WHAT YOU HAVE TO DO: Work out how many lines below hold the string "review" and state only that figure.

SUPPLIED RECORDS:

==========

PR #1427, opened 2026-05-25
feat(synopsis): tail-truncate documentText for small-model chat handlers

BenjaminDSmithy:
## Summary

Add `SYNOPSIS_DOC_MAX_CHARS` env-overridable cap (default 32768 chars,
~8K tokens) applied in `buildUserPrompt` for the per-chunk synopsis
prompt. Truncates the TAIL of `documentText` so the head (title,
frontmatter, intro) carries the document-level anchor the synopsis
needs.

## Motivation

Small local chat models (Gemma 4 E2B, Qwen3 4B on Ollama / LM Studio)
get dramatically slower on long contexts even when their declared
window is 131K tokens. A 73K-char page synopsis on Gemma 4 E2B takes
60-120s, exceeding the worker's default 30s `lockDuration` and tripping
`lock-lost` errors during the contextual-retrieval per_chunk_synopsis
backfill.

This is a companion lever to issue #1014 / PR #1177 (`--lock-duration`
on `gbrain jobs work`) — bumping the lock TTL alone helps but lets each
job consume more wall-clock per chunk; capping `documentText` makes each
call complete *faster*, which lets the existing 30s lock survive on
medium-length pages too. Both together get the synopsis backfill running
reliably on small local LLMs without burning Anthropic credit.

## Behavior

- Default `SYNOPSIS_DOC_MAX_CHARS = 32768` (~8K tokens at 4 chars/tok)
- Env override: `GBRAIN_SYNOPSIS_DOC_MAX_CHARS=<int>` with range
  `[512, 1048576]` (clamped via regex; falls back to default on invalid)
- **Anthropic Haiku unaffected** at 32768 cap (prefill cheap, no
  per-chunk slowdown). Bump higher for frontier models if you want
  richer document anchoring.
- Truncation TAIL only — placeholder inserted: `[... N chars truncated
  for synopsis budget ...]`

## Verified

Real 1383-chunk personal brain backfill at:

\`\`\`
GBRAIN_SYNOPSIS_MODEL=lmstudio:google/gemma-4-e2b
GBRAIN_SYNOPSIS_DOC_MAX_CHARS=16384
gbrain jobs work --concurrency 4 --lock-duration 300000
\`\`\`

Pre-change: every transcript page (50-130 chunks each) hit \`lock-lost\` after ~30s. Throughput collapsed.

Post-change: no deaths, no stalls. Steady throughput at ~10 jobs/min during burst windows on a single LM Studio Gemma E2B instance.

## Tests

Manual regression: ran against the production-scale 1383-chunk
backfill described above. Unit test for the truncate behavior in
\`buildUserPrompt\` would require exporting the currently-private
helper or adding a test seam — happy to add in a follow-up if a
maintainer prefers a particular shape.

## Pre-push gate

\`bun run verify\` passes locally (privacy + jsonb + progress +
test-isolation + wasm + admin-build + typecheck).

## Trigger paths

Not retrieval-touching (no \`src/core/search/*\` changes), so
\`gbrain eval replay\` not required per CONTRIBUTING.md.

## Related

- Issue #1014 + PR #1177 — \`--lock-duration\` flag (the companion
  lever; this PR is the documentText half of the belt-and-suspenders
  pair)
- PR #1358 — synopsis model env override (independent; covers the
  AUTH side of the same backfill scenario)


BenjaminDSmithy:
Self-second-opinion via `codex review` flagged a P2 issue: changing `GBRAIN_SYNOPSIS_DOC_MAX_CHARS` shifts the synopsis prompt + downstream embeddings for long documents but the cap was NOT folded into the `computeCorpusGeneration` hash. Same `corpus_generation` for different caps would defeat the v0.40.3.0 D27 P1-5 cache-invalidation contract.

Pushed fix (5f58e90d):
- Export `SYNOPSIS_DOC_MAX_CHARS` from `src/core/page-summary.ts`
- `computeCorpusGeneration` accepts optional `synopsisDocMaxChars` param. Folded into hash as `|doc_cap=<N>` when set; omitted for non-synopsis modes so existing pre-PR caches stay valid for title / none modes
- Service-layer call sites (2 in `contextual-retrieval-service.ts`) pass the cap when `attemptMode/resolution.mode === 'per_chunk_synopsis'`, undefined otherwise
- `import-file.ts` inline path passes undefined (it refuses per_chunk_synopsis upstream)

`bun run verify` clean.

PR #1428, opened 2026-05-25
fix(models): dispatch subcommand reads args[0] not args[1]

BenjaminDSmithy:
## Summary

\`gbrain models doctor\` silently falls through to the read view
instead of running the reachability probe.

\`runModels\` (src/commands/models.ts) checks
\`args[1] === 'doctor'\`, but the caller —
\`handleCliOnly(command, subArgs)\` in \`src/cli.ts:113\` — passes
\`subArgs\` (the leading command token already stripped). So inside
\`runModels\`, \`args[0]\` is the subcommand and \`args[1]\` is
undefined.

The doctor probe path has been unreachable from the CLI since the
\`handleCliOnly\` refactor. \`gbrain models help\` happens to work
by falling through to the \`--help\` flag detection
(\`args.includes('--help')\`), masking the bug.

Two-char fix: \`args[1]\` → \`args[0]\` on both branches of the
ternary.

## Verified

Pre-fix: \`gbrain models doctor\` prints the routing table (read
view) and exits 0 — probe never runs.

Post-fix on a real production brain:

\`\`\`
Model reachability probe:
  ✔ embedding_config  ollama:bge-m3                              ok (0ms)
  ✔ reranker_config   (none)                                     ok (0ms)
  ✘ chat              lmstudio:mistralai/magistral-small-2509    unknown (5012ms)
      [chat(lmstudio:mistralai/magistral-small-2509)] probe timed out after 5s
  ✔ expansion         lmstudio:google/gemma-4-e2b                ok (535ms)

Summary: 3/4 reachable.
\`\`\`

(The chat timeout in this snapshot is the user's LM Studio
having Magistral ejected, not a fix issue.)

## Tests

Manual regression — \`gbrain models doctor\` from a fresh checkout
prints the "Model reachability probe:" header. Unit test would
require mocking the gateway probe paths; happy to add in a
follow-up if a maintainer prefers a particular shape.

## Pre-push gate

\`bun run verify\` passes locally (privacy + jsonb + progress +
test-isolation + wasm + admin-build + typecheck).

## Trigger paths

Not retrieval-touching, so \`gbrain eval replay\` not required per
CONTRIBUTING.md.


BenjaminDSmithy:
Self-second-opinion via `codex review` flagged a P2 regression: the args[1]→args[0] rewrite turned `gbrain models doctor --help` into a network probe run instead of usage print. The original args[1]-shaped ternary happened to dodge this by always falling through to the `args.includes('--help')` branch when args[1] === 'doctor' was false; the new args[0] check fires doctor first.

Pushed fix (64cdbe84): reorder ternary. `hasHelp` computed FIRST from (--help / -h / args[0] === 'help'), then `sub = hasHelp ? 'help' : args[0] === 'doctor' ? 'doctor' : 'read'`.

`bun run verify` clean.

PR #1430, opened 2026-05-25
fix(sync): record sync attempt timestamp on no-op + suppress on pull failure

rayers:
## Problem

doctor's `sync_freshness` check reads `sources.last_sync_at` to decide whether a source is stale. Two gaps:

**(A) No-op syncs never advanced `last_sync_at`.** When `performSync` returns early via the `up_to_date` path (git HEAD unchanged, chunker current, no detached working-tree changes), the column was never touched. So a quiet source (no upstream commits in N days) was misreported as "stale 16d" even though every cron tick polled it and got "Already up to date". The metric users intuit from "last sync" is *last time we attempted a sync*, not *last time we imported new data*.

**(B) `last_sync_at` advanced even when the git pull failed.** A network partition / revoked credential / diverged remote means we never observed remote state — but freshness still advanced, telling doctor/autopilot the source was healthy when it wasn't.

## Fix

- Advance `last_sync_at = now()` on the no-op `up_to_date` early-return (federated `opts.sourceId` path only; legacy `config.sync.last_run` path untouched).
- Gate every `last_commit` write site on `pullAttemptedAndFailed` (threaded through `writeSyncAnchor` + `performFullSync`): `last_commit`/`newest_content_at` still advance against the stale checkout, but the freshness signal is suppressed.
- Operator-skipped offline modes (`--no-pull`, detached HEAD, no origin) are NOT failures and DO advance. `--dry-run` stays side-effect free.

## Test

`test/sync-no-op-touches-last-sync-at.test.ts` (PGLite, 5 cases): no-op advances freshness; no-op without `sourceId` is a no-write; `--dry-run` mutates nothing; no-op + pull-failure does NOT advance; incremental + pull-failure advances `last_commit` but not `last_sync_at`. **5/5 green** on current master.

---
*Rebased onto current `master`. Upstream `#1794` (resumable incremental sync) reworked this path but covers **neither** gap — the no-op early-return at the `up_to_date` branch still skips the freshness write, and there's no pull-failure gate. Both halves of this fix still apply.*

### DIFF
--- a/src/commands/sync.ts
+++ b/src/commands/sync.ts
@@ -601,22 +601,31 @@ async function writeSyncAnchor(
   // git-intrinsic committer time of the HEAD we just synced). `undefined` keeps
   // the legacy 2-column write; `null` clears the column (git unavailable).
   newestContentEpochMs?: number | null,
+  // #1430: when the upstream pull failed this run, advance last_commit (and
+  // newest_content_at — local import may have succeeded against the stale
+  // checkout) but do NOT stamp last_sync_at. doctor/autopilot's sync_freshness
+  // must not read the source as "fresh" when we never observed remote state
+  // (network partition, revoked credentials, diverged remote). Operator-skipped
+  // offline modes (--no-pull, detached HEAD, no origin) are NOT failures and
+  // pass pullFailed=false so freshness advances normally.
+  pullFailed = false,
 ): Promise<void> {
   if (sourceId) {
     const col = which === 'repo_path' ? 'local_path' : 'last_commit';
-    // last_sync_at bookmarked on every last_commit advance.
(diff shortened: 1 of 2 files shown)


time-attack:
Thank you for the precise write-up — your framing of last_sync_at as "last attempt" versus "last import" is exactly the distinction master settled on. Both halves have since landed: the no-op heartbeat is at sync.ts:2283-2294 (v0.42.52.0), and the pull-failure suppression came in with #3068, which returns a `partial`/`pull_failed` result instead of `up_to_date` so freshness stays frozen and the run exits non-zero. Closing as already fixed — your analysis matched the eventual fix on both counts.

PR #1443, opened 2026-05-25
fix: ze-switch preserves embedding_image column dimensions

garrytan-agents:
## Problem

`runSchemaTransition` drops and recreates **both** `embedding` and `embedding_image` columns at the target dimension. But `embedding_image` uses a separate multimodal model (e.g. `voyage-multimodal-3` at 1024d) whose dimensions are independent of the text embedding model.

==========

REPLY: 2